We know now, when we wish to expand in the world...who it is that lays claim to world-wide domination...
Gentleman, we Germans are not in the habit of permitting this sort of thing and the German people will know how to reply...
We shall secure peace, not by concessions, but with the German sword".
Ernst von Heyderbrand to the German Reichstag, November 1911
|While the Agadir crisis is still underway, Admiral von Tirpitz takes advantage of the increased anti-British feeling in
Germany, and suggests an expansion of the German High Seas Fleet. He proposes a Supplementary Naval Law, which will add an additional battle squadron of eight dreadnoughts to the Fleet, as well as 72 new submarines and 15,000 extra personnel. Before
the proposed bill is made public, a British government mission (under Minister of War, Richard Haldane) arrives in Berlin on 8 February, to discuss ways that Britain and Germany might reduce mutual tension and slow their naval arms race. The talks are
good-natured and substantive, but founder upon Germany's insistence that she will slow her building programme only if Britain pledges to remain neutral in any future European war. Britain offers an assurance that she will never attack Germany, nor join
any alliance that has aggression against Germany as its aim, but this is not enough, and on 22 March 1911 the terms of the Supplementary Naval Law are published in Berlin.

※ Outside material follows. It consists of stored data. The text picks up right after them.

PR #418, opened 2026-08-30
Corpus expansion batch 1: 134 products

ccerv1:
134 products into nine categories, taking the corpus from 527 to 661. Every record is generated from primary sources, and the three claims it makes are of very different strengths — that is stated per axis rather than averaged away.

**Depends on #417.** The Details payload exceeds marimo's 8 MB cap at this corpus size, and marimo drops the cell silently. Merge that first.

## The funnel

| Stage | Count | What removed them |
|---|---|---|
| Pool, top 700 by the Sovereign Tech Agency ranking | 700 | |
| Already declared | −141 | repo-level dedup, correct since #415 |
| Identity resolution | −6 | forks, mirrors, archived, name collisions, one package-backed repo |
| No decisive category | −267 | crosswalk purity < 80% or support < 5 |
| No readable licence decision | −67 | licence unresolved, no body, a second licence file in root |
| Unusable identity or prose | −85 | slug collision, org-suffix slug, marketing or changelog description, a cited URL not at 200 |
| **Generated** | **134** | |

## Category assignment is derived, not guessed — and it is the weakest claim here

252 already-declared repositories carry both a pool subcategory and a map category, which yields an empirical crosswalk with support and purity per pair. Only pairs at **≥80% purity and ≥5 supporting products** were used:

| Category | Added | Crosswalk source (purity/support) |
|---|---|---|
| `orchestration_agents` | 50 | Coding 92%/13; Prompt & Scaffold 100%/5 |
| `agent_tools_protocols` | 28 | Give agent tools 100%/12 |
| `ui_api` | 17 | Personal 80%/15 |
| `deployment` | 16 | Orchestration 100%/7 |
| `telemetry_observability` | 7 | Observability 93%/15 |
| `finetuning_code` | 7 | Fine-tuning 92%/12 |
| `ml_frameworks` | 4 | Deep Learning Frameworks 86%/7 |
| `storage` | 3 | Data systems 86%/14 |
| `compilers` | 2 | Kernels 90%/10 |

**At 80–92% purity, roughly 10 to 20 of these 134 are in the wrong category.** Nothing breaks mechanically — the shared software ladder reproduces either way — but a misfiled product distorts its category's stage and the gap arithmetic. Every product records its own subcategory, purity and support in `comments`, so the weak assignments are findable rather than buried. **This is the part to spot-check.**

## Openness — the strong claim

Read from the LICENSE **body**, never from the GitHub API's label. 65 MIT, 58 Apache-2.0, 8 AGPL-3.0, 3 GPL-3.0. Three score 4/open_core on an enterprise path in the repository root; the rest 5/open_source.

The detector for appended conditions was built against today's known cases and validated before use, which mattered three times over:

- Its first version parked **110 clean repositories** on `you may not use this` and `additional term` — both of which appear in *stock* Apache-2.0, the former in the APPENDIX boilerplate and the latter in section 4.
- Tightened, it then caught **nothing**, so it was run against Crawl4AI and MinerU. It caught Crawl4AI's appended attribution requirement and **missed MinerU**, whose `LICENSE.md` states its thresholds *before* referring to Apache and so carries no `END OF TERMS AND CONDITIONS` marker to scan past. Fixed, it catches both and stays clean on vLLM, LangChain and Ray.
- Marker's shape — Apache code, weights bounded in a separate `MODEL_LICENSE` — is invisible to a pipeline that reads only `LICENSE*`. Any repository carrying a second licence file in its root is now parked for a human read rather than scored on whichever file happens to be permissive. That is 17 of the 67.

`core-gated` is a repository-and-README read, not a pricing-page read, so every record carries `confidence: medium` and says so in its note.

## Adoption — the weak claim, labelled as such

`stars_fallback` on every record: 76 at level 2, 58 at level 3, `confidence: low`, capped at 3 by the scale. No package artifact is declared for these yet, so stars are the only instrument available, and each note says to read the band as a floor rather than a measurement.

## Capability — deliberately unscored

`score: null`, `basis: n/a` on all 134. Banding in these categories is a feature matrix against a named anchor, and no such comparison was made. Each note says that plainly and asks for a category-wide pass where every product is banded against one anchor, rather than a number invented per record. This is the "score each on the three axes, or record the axis as unscored rather than guessing" that CUR-561 asks for.

## Prose

Descriptions are sourced from each repository's own GitHub description and README, never written from outside knowledge. Three of the corpus's own gates rejected earlier drafts and shaped the result: `test_descriptions_carry_no_unverifiable_marketing_claims` (the generator now reuses the corpus's own `MARKETING` pattern rather than a second definition that disagreed with it), a description that had swallowed a changelog, and a `display_name` of `miles` where the README's H1 gives `Miles`.

## Bookkeeping

`long_tail` counts move semantically, not just enough to satisfy the gate: all 134 were pool members, so `scored` 527→661 and `overlap` rises by the same, with `scored_outside` and `universe` unchanged. 116 new organization records, typed `unknown` — the publishing entity is known from the repository owner, but its kind is not, and guessing `company` for 116 orgs would be inventing metadata.

Corpus goldens regenerated from the code the tests use. `MEASUREMENT_COUNT` stays 377: the measurement baseline is a frozen observation snapshot, and new declarations cannot retroactively create observations.

## What this is not

Not the 470. The pipeline resolved 553 candidates and this is what survived a decisive category *and* a readable licence *and* usable prose. The 267 parked for category are the largest remaining pool and want either more crosswalk evidence or hand assignment; the funnel above says exactly where each one went.


ccerv1:
Superseded by #419 (resolution ledger) and its successor expansion PR. This branch recreated twelve repositories #413 had already resolved, and a hand review found 38 more category errors; both rounds are now recorded in the ledger rather than fixed in place.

To preserve British Fleet's superiority in the North Sea in the face of the proposed new German battle squadron, the First Lord of the Admiralty, Winston Churchill, starts bringing home the Royal Navy from overseas stations, especially the Mediterranean. His reasoning is that Britain needs to be overwhelmingly strong in the one theatre that is truly vital to her:
|"We cannot possibly hold the Mediterranean or guarantee any of our interests there until we have obtained a decision in the
North Sea...It would be very foolish to lose England in safguarding Egypt. If we win the big battle in the decisive theatre, we can put everything else straight afterwards. If we lose it, there will not be any afterwards."
Churchill to Haldane, 6 May 1912.
|As Britain moves vessels out of the Mediterranean, France fills the vacuum there by moving her Atlantic Fleet into the
Mediterranean, thus preventing the Triple Alliance powers of Italy and Austria-Hungary from taking control there. France's reasoning is the same as Churchill's - it is better to concentrate one's resources in the decisive theatre, which in France's case
is the Mediterranean. The move is not part of a joint naval strategy, although France would like it to be, and she lobbies hard for a formal commitment that Britain will secure France's now-undefended Atlantic and Channel coast in the event of war.
Germany assumes that a military agreement HAS been reached, and Churchill is well aware that the simultaneous Fleet redeployments give the appearance of some secret Anglo-French division of naval effort. He argues that the two countries are simply
putting their fleets in the places where their own best interests demand it, and denies that the Entente has assumed the form of a defensive alliance. Nevertheless, France is now able to argue in any future conflict with Germany that, as she has denuded
her Atlantic defences to fill the British vacuum in the Mediterranean, Britain has at least a moral obligation to protect France's Atlantic coast from attack by the German North Sea Fleet.